Division of Hospital Medicine, The Ohio State University, Columbus, OH, USA.
Division of Medical Oncology, The Ohio State University, 320 W 10th Ave, Columbus, OH, USA.
Cancer Immunol Immunother. 2020 Nov;69(11):2403-2408. doi: 10.1007/s00262-020-02674-w. Epub 2020 Jul 29.
Checkpoint inhibitor pneumonitis (CIP) is an immune-related adverse event that may complicate treatment with immune checkpoint inhibitors (ICI) and can cause significant morbidity. We sought to identify predictors for the development of CIP, and whether the use of inhaled corticosteroids (ICS) at time of ICI may be protective.
Patients with advanced cancer treated with ICI from 2011 and 2018 were included in this study. CIP attribution to ICI was determined by treating physician at time of diagnosis. Predictors were assessed by univariate and multivariable Cox proportional hazard models.
We identified 837 pts treated with ICI, of whom 30 (3.6%) developed grade 2 or higher CIP. 82 patients (9.8%) were receiving ICS at time of ICI and had increased risk of developing CIP with hazard ration (HR) of 4.22 (95% CI 1.93-9.21, p < 0.001) compared to those patients not receiving ICS. Patients with age ≥ 65 years had increased risk of developing CIP (HR 2.12, 95% CI 1.02-4.40, p = 0.044), as did 209 patients with lung cancer (198 NSCLC and 11 SCLC) compared to other types of cancers (HR 3.15, 95% CI 1.54-6.46, p = 0.002). In multivariable analysis, age ≥ 65 years, lung cancer diagnosis, and ICS use remained statistically associated with the development of CIP, with adjusted HR for ICS 3.09 (95% CI 1.32-7.24, p = 0.009).
Patients treated with ICS at time of ICI initiation had an increased risk of developing CIP. We further identified older adults with age ≥ 65 years and lung cancers as independent risk factors for CIP.

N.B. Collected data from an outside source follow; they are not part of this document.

PR #4487, opened 2024-01-03
Do not reclassify ferry connections when hierarchy=false

### LINKED ISSUE #4486: When hierarchies are not built, we should not reclassify links or ferry connections
Currently we always reclassify edges leading to ferry connections. However, if we are not creating hierarchies there is no reason to reclassify edges. The same holds for reclassifying links (ramps, turn channels). In fact, the reclassification can impact costing for bicycle routes (perhaps others) that use road classification in edge costing methods.

dnesbitt61:
Do not reclassify ferry connections if hierarchies are not being used. Add a log statement to indicate no reclassification is occurring in the case where mjolnir config has hierarchy set to false.

Update graphbuilder to call link reclassification if infer_turn_channels is true. However, if reclassify_links is false then the actual reclassification (changing an edges classification) is bypassed but turn channel generation is performed (if config indicates infer_turn_channels=true).

fixes #4486 

Log statements from a Maryland build where infer_turn_channels=true, reclassify_links=false, and hierarchy=false:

免疫检查点抑制剂相关性肺炎(CIP)是一种免疫相关的不良反应,可能使接受免疫检查点抑制剂(ICI)治疗的患者复杂化,并导致显著的发病率。我们旨在确定 CIP 发生的预测因素,以及 ICI 时使用吸入性皮质类固醇(ICS)是否具有保护作用。
本研究纳入了 2011 年至 2018 年期间接受 ICI 治疗的晚期癌症患者。ICI 相关肺炎的归因由诊断时的治疗医师确定。通过单变量和多变量 Cox 比例风险模型评估预测因素。
我们共纳入了 837 例接受 ICI 治疗的患者,其中 30 例(3.6%)发生 2 级或更高级别的 CIP。82 例(9.8%)患者在接受 ICI 的同时使用 ICS,与未使用 ICS 的患者相比,发生 CIP 的风险比(HR)为 4.22(95%CI 1.93-9.21,p<0.001)。年龄≥65 岁的患者发生 CIP 的风险增加(HR 2.12,95%CI 1.02-4.40,p=0.044),与其他类型癌症相比,肺癌(209 例非小细胞肺癌和 11 例小细胞肺癌)患者发生 CIP 的风险也更高(HR 3.15,95%CI 1.54-6.46,p=0.002)。多变量分析中,年龄≥65 岁、肺癌诊断和 ICS 使用与 CIP 的发生仍具有统计学关联,ICS 使用的调整 HR 为 3.09(95%CI 1.32-7.24,p=0.009)。
ICI 起始时使用 ICS 的患者发生 CIP 的风险增加。我们进一步发现,年龄≥65 岁的老年人和肺癌是 CIP 的独立危险因素。